The whole set was united by an unflagging pulse, due in part to Brown and Charles's perpetual input. Whether it was the relaxed Afro-pop beat marches of Williams' "Home" or the hybrid, swinging hip-hop on "Dawn of a New Day," the rhythm never stopped. Stevens used his relaxed guitar sound to wash most of the night's set in a particularly soulful brand of cool. Amongst the more bebop-inspired material, Shaw and Clayton provided quite a few approaches; Shaw played outside harmonies like there was nothing to it, but also approached chord changes in the most elegant and effective way possible. Clayton is always known for his soul, but he also had a more twisted side, drawing from equal parts Thelonious Monk and J-Dilla.

It's one thing to pander to the critics by paying lip service to diverse artists like Woody Shaw and Michael Jackson but Ben Williams is one of the few musicians who, when it was time to "put up or shut up," could play both. Sound Effect's stew of Latin, funk and hard-bop served Shaw's "The Moontrane" well, allowing Clayton, Shaw and Williams to give their diverse statements over the tricky but satisfying chord changes. Williams' intro to the little-played Jackson tune "Little Susie" set the pace for the entire piece, moving complex figures up the neck of the electric bass with flamenco inflections. Shaw's soprano and Clayton's spirited piano gave the pop waltz a Greek wedding feel, breathing the same sort of improvisational life into classical ¾ that Coltrane did with "My Favorite Things."

Tyshawn Sorey Oblique

Tyshawn Sorey has earned himself credit (and not nearly enough of it) for being a drummer, pianist, trombonist, bandleader and a composer of improvised, composed, electronic and acoustic music of jazz and new music mediums. These things all fall second, however, to his full-time job as a musician continuously defying expectation. Sorey's previous output as a leader has closely followed the aesthetic of great New York composers like John Cage and Morton Feldman, architects and philosophers on space and indeterminacy. The record released of Sorey's Oblique I(Pi Recordings, 2011) found Sorey in a sonically dense, rhythmically vivacious place. But just to avoid building up too many assumptions about the composer, Sorey's late set at The Bitter End explored both ends of the sound spectrum.

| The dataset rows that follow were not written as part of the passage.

Issue #25797, opened 2022-08-22
bug: react 18 with createRoot causes duplicate page transitions


liamdebeasi:
### Prerequisites

- [X] I have read the [Contributing Guidelines](https://github.com/ionic-team/ionic-framework/blob/main/.github/CONTRIBUTING.md#creating-an-issue).
- [X] I agree to follow the [Code of Conduct](https://ionicframework.com/code-of-conduct).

Despite being in a more ostensibly "jazz" mode than usual, Sorey's music for Oblique was still elusive and malleable. Melodies, background figures and chord changes were rooted in the lingua franca of contemporary jazz composition, but often veered in a new direction, either texturally, rhythmically or harmonically. Chris Tordini's bass and Sorey's drums weren't as much a concrete foundation as they were a pulsating rhythmic field that supported but also reacted with the overlaying soloist. Alto saxophonist Loren Stillman was particularly at home with soloing in this context, his cubist soloing style fitting in appropriately. Sorey had crafted an amazing ability to accompany solos and traverse new territory all at once, sitting comfortably in his own compositional style and then aggressively ushering it into new places by way of mixed volume shifts and stylistic abruptions. For all its complexity, Sorey's music still contained a lot of heart; inside each slantwise melody or labyrinthine song structure, there were bits and pieces of groove-based music a la drum-and-bass and some of the meditative quality of Wayne Shorter's music.

Though more "traditionally composed," Oblique still explored ideas of color and texture. Sorey incorporated his fondness for the hypnotic clangs of metallic percussion that enveloped each piece in unique colors. Some of guitarist's Todd Neufeld's soloing was laconic enough to be an outgrowth of his ethereal guitar tone, his unpredictable bursts of guitar figures appearing and disappearing like ghosts. John Escreet's Fender Rhodes pinging followed in tandem with Sorey and Tordini's guidance, sometimes as softly and delicately as a music box or as loud and intense as an electrical generator. Oblique might be the most important ensemble in Sorey's oeuvre. It speaks the vernacular of modern jazz but lines itself with decoded references to New Music and constant sonic exploration.